Saved entries:
◇ ◇ ◇
PR #674, opened 2019-11-18
add a new hic STM32F072CB

dotnfc:
new hic using STM32F072CB chip, it is an ideal daplink interface for small project.

this request is a replacement of [#495](https://github.com/ARMmbed/DAPLink/pull/495)

PR #782, opened 2021-02-17
K22F and KW38-ER-RD board

povalac:
Hello team,

I would like to add a new HIC device K22F and KW38-ER-RD board from NXP to the repo. Can you please check it?

Thank you in advance.
Best regards,
Karel Povalac


mathias-arm:
Similarly to #674. We would prefer to merge new HICs after support for GCC is merged. Would you be able to rebase that PR on `experimental_compilers`?

mbrossard:
I rebased on `experimental_compilers` and did some changes to support GCC. I split the K22F part into [mbrossard:feature/k22f_hic](https://github.com/mbrossard/DAPLink/tree/feature/k22f_hic), and the KW38 interfaces in [mbrossard:feature/k22f_kw38_if](https://github.com/mbrossard/DAPLink/tree/feature/k22f_kw38_if). I was able to do some smoke testing with a FRDM-K22F (it seems with current configuration the HIC thinks the reset button is pushed, so it will always jump into bootloader).

I have a few questions:
- Why did you change the HIC ID?
- It seems the bootloader also has some compilation time assert to check the bootloader and interface sizes are 32 KB and 96 KB respectively. So I made the changes in `daplink_addr.h` to limit Flash to 128 KB, and limited RAM to 24 KB. Those changes make it possible to target MCUs from the K22_100 sub-family (like MK22FN128*10) in addition to the ones in K22_120 (like MK22FN512*12). Was this your intent also when you chose the bl/if sizes?
- There is a K22_50 sub-family and I was wondering if this is why you chose to use 48 MHz clock?
- What is the reason for using `#if defined(IINTERFACE_K22F)` in `source/hic_hal/freescale/k22f/gpio.c`? It seems to me the `INTERFACE_K22F` is always set (for both bootloader and interface).

Without the proper hardware it is not possible for me to fully test. If you can test and fix on top of the `feature/k22f_hic` and update your PR to target `experimental_compilers`. I would prefer to keep the PR for HIC and boards separate.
◇ ◇ ◇
#### PROBLEM TO WORK ON
Repeat the entries above verbatim, but only from the line that has "Thank you in advance." down to the line that has "I have a few", inclusive.

#### RESULT OF THE EXERCISE
Thank you in advance.
Best regards,
Karel Povalac


mathias-arm:
Similarly to #674. We would prefer to merge new HICs after support for GCC is merged. Would you be able to rebase that PR on `experimental_compilers`?

mbrossard:
I rebased on `experimental_compilers` and did some changes to support GCC. I split the K22F part into [mbrossard:feature/k22f_hic](https://github.com/mbrossard/DAPLink/tree/feature/k22f_hic), and the KW38 interfaces in [mbrossard:feature/k22f_kw38_if](https://github.com/mbrossard/DAPLink/tree/feature/k22f_kw38_if). I was able to do some smoke testing with a FRDM-K22F (it seems with current configuration the HIC thinks the reset button is pushed, so it will always jump into bootloader).

I have a few questions:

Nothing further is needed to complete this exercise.